Van Santen was niet zomaar een amateurfotograaf. Hij was een uitvinder met diverse octrooien, zoals op zijn ‘omnigraaf’, een filmcassette om gemakkelijk reproducties te maken. Hij schreef honderd artikelen in het vaktijdschrift Focus en boeken over de techniek van de fotografie, over ultraviolet- en infraroodfotografie en een fotografisch woordenboek. Die boeken kregen positieve recensies in technische en wetenschappelijke tijdschriften. Er verschenen vele herdrukken. Hij mikte op popularisatie van nieuwe uitvindingen in alle facetten van het vak die het leven van de fotograaf vergemakkelijkten. Hij werd voorzitter van de Haagse Amateur Fotografen Vereniging. Hij organiseerde vele fotowedstrijden onder meer op scholen en wist ‘met gezag, tact en beminnelijkheid’ menig crisis in de vereniging te beslechten.

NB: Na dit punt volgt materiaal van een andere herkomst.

PR #11387, opened 2022-09-04
Migrate DrupalFile content to Revision of node

### LINKED ISSUE #4076: Deprecate DrupalFile and DrupalUpload tables and remove associated code to simplify codebase
As part of the #956 work, we should move the records for all DrupalFile entries into the node revision body. This will be similar to https://github.com/publiclab/plots2/issues/4072, where we're getting rid of needlessly customized infrastructure and database tables, and just building the content into the node body content. 

So we'd run a migration that'd run on each node, which would fetch `node.files` and for each one, add a link to the bottom of the node content, maybe in the format:

```
* https://...link here
* https://...link here
* https://...link here
```

This will allow us to remove these files:

https://github.com/publiclab/plots2/blob/master/app/models/drupal_file.rb

https://github.com/publiclab/plots2/blob/master/app/models/drupal_upload.rb

And make a migration to drop the corresponding tables.  

We'd also get rid of these lines:

https://github.com/publiclab/plots2/blob/master/app/models/node.rb#L79

https://github.com/publiclab/plots2/blob/1ee45090f0f1d56f4a8cb196bb719d1ae68af5d6/app/models/node.rb#L228-L230

We'd love help with this!

anirudhprabhakaran3:
Fixes #4076 

Ref: #11185

### DIFF
--- a/db/migrate/20220904060656_migrate_drupal_files_to_node_revision.rb
+++ b/db/migrate/20220904060656_migrate_drupal_files_to_node_revision.rb
@@ -1,0 +1,14 @@
+class MigrateDrupalFilesToNodeRevision < ActiveRecord::Migration[5.2]
+  def change
+    Node.all.each do |node|
+      new_revision = node.revision.last
+      file_links = "<ul>"
+      node.files.each do |file|
+        file_links << "<li><a href='#{file.filepath}'>#{file&.filename}</a></li>"
+      end
+      file_links << "</ul>"
+      new_revision.body << file_links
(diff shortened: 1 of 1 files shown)


anirudhprabhakaran3:
For this issue as well, should I keep the migration and deletion of tables as different MRs?

jywarren:
Yes please!

jywarren:
Yes I believe so I think it's better to confirm it's working before we do a
destructive database action. Thanks!

PR #11444, opened 2022-09-28
Update images_controller.rb

yaegareren:
Updated images_controller.rb


TildaDares:
Hi @yaegareren, contributors are only allowed to work on one first-timers only issue. Please take a look at other issues without the `first-timers-only` label for something to work on. Thank you!

PR #853, opened 2020-02-14
morebits: use innerHTML for printUserText message header, not textContent; use in ARV

### LINKED ISSUE #590: ARV: Add link to AIV when user has already been reported
Currently, when a user has already been reported to AIV, Twinkle refuses to report them, instead saying "The comments you typed are provided below, in case you wish to manually post them under the existing report for this user at AIV:" Ideally, the text "at AIV" should link to AIV. The text shown is defined [here](https://github.com/azatoth/twinkle/blob/master/modules/twinklearv.js#L578`), but the only links that are currently shown are footer links using [morebits' addFooterLink](https://github.com/azatoth/twinkle/blob/master/morebits.js#L4134), so I don't know how to approach this.

Amorymeltzer:
Swaps `textContent` out for `innerHTML` in the `p` element (the header).  Doing so allows the use of html (go figure), which menas we can link to AIV and UAA to close #590.  Shouldn't have any noticeable effects otherwise?

Alternatively, we could add some selector to either/both `printUserText` elements then work on that directly.

### DIFF
--- a/modules/twinklearv.js
+++ b/modules/twinklearv.js
@@ -568,11 +568,12 @@ Twinkle.arv.callback.evaluate = function(e) {
 
 			aivPage.load(function() {
 				var text = aivPage.getPageText();
+				var $aivLink = '<a target="_blank" href="/wiki/WP:AIV">WP:AIV</a>';
 
 				// check if user has already been reported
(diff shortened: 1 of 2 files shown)


siddharthvp:
Alternatively we could allow wikilink syntax in the `message` and setup `addFooterLink` to render the wikilinks. This would be nice to have in the `Morebits.status` constructor as well.

Amorymeltzer:
That's an interesting idea for `Morebits.status`, what'd you have in mind?  I'd imagine that'd look something like having a `linkifier` function that pulls out (unbinder?) anything that looks like a wikilink and passes the rest as text?

PR #854, opened 2020-02-14
xfd: Use shorter comment and regex to avoid constantly updating RM/TR comment

Amorymeltzer:
The hidden message has been changing frequently, leaving us behind (e.g. #791, #842), so by using a short regex rather than an exact string match, we should be able to handle subsequent changes.  This change also only loads section number 2; that's possibly overkill, but could theoretically avoid some off-target effects with the page's other hidden comment.  Would cause issues in the unlikely event of the page being restructured.


Amorymeltzer:
Regarding section loading, see also #860

Issue #841, opened 2020-02-07
Improve Revert Conflict Handling


RhinosF1:
As Twinkle wants to be fast, The talk page is opened before rollback is complete. This means that if someone reverts at the same time then you may conflict without warning.

Twinkle should check before leaving a welcome (problem user/IP) or warning after reverting whether you actually did the revert.

RhinosF1:
17:12:34 <AntiComposite> RhinosF1, that's because Twinkle tries to be fast and opens the user talk page before the rollback has finished
17:13:56 <AntiComposite> The warn dialog could check if you're the next edit after the vanarticlerevid, if you want that submit a patch or file an issue

Amorymeltzer:
Curious @RhinosF1 did this happen to you?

Omdat de kwaliteit van films tijdens de oorlog steeds slechter werd, had hij met vooruitziende blik vijf AGFA Isopan ISS kleinbeeldfilms bewaard om de bevrijding, “dit historische gebeuren naar behoren vast te leggen”. Hij fotografeerde de binnenkomst van geallieerde militairen voor zijn eigen voordeur én het wegtrekken van Duitse soldaten en het wegleiden van NSB’ers naar interneringskampen. Hij kreeg na de bevrijding toestemming van de autoriteiten om te fotograferen in het voormalige vestinggebied, waar nog geen burgers mochten komen!

Zijn zoon Henk (1950), ook al leerling én leraar op het AC, begreep de betekenis van zijn vaders foto’s en legde ze vast in een boekje getiteld ‘Foto’s mei 1945 Koos van Santen’. Het boekje was bedoeld voor de kleinkinderen van ‘opa Koos’. De foto’s werden gebruikt bij de zestigjarige herdenking in 2005 van de bevrijding in het Gemeentemuseum. En nu kan een volgende generatie, in een tijd waarin oorlog in Europa weer een realiteit is, kennis nemen van de effecten ervan…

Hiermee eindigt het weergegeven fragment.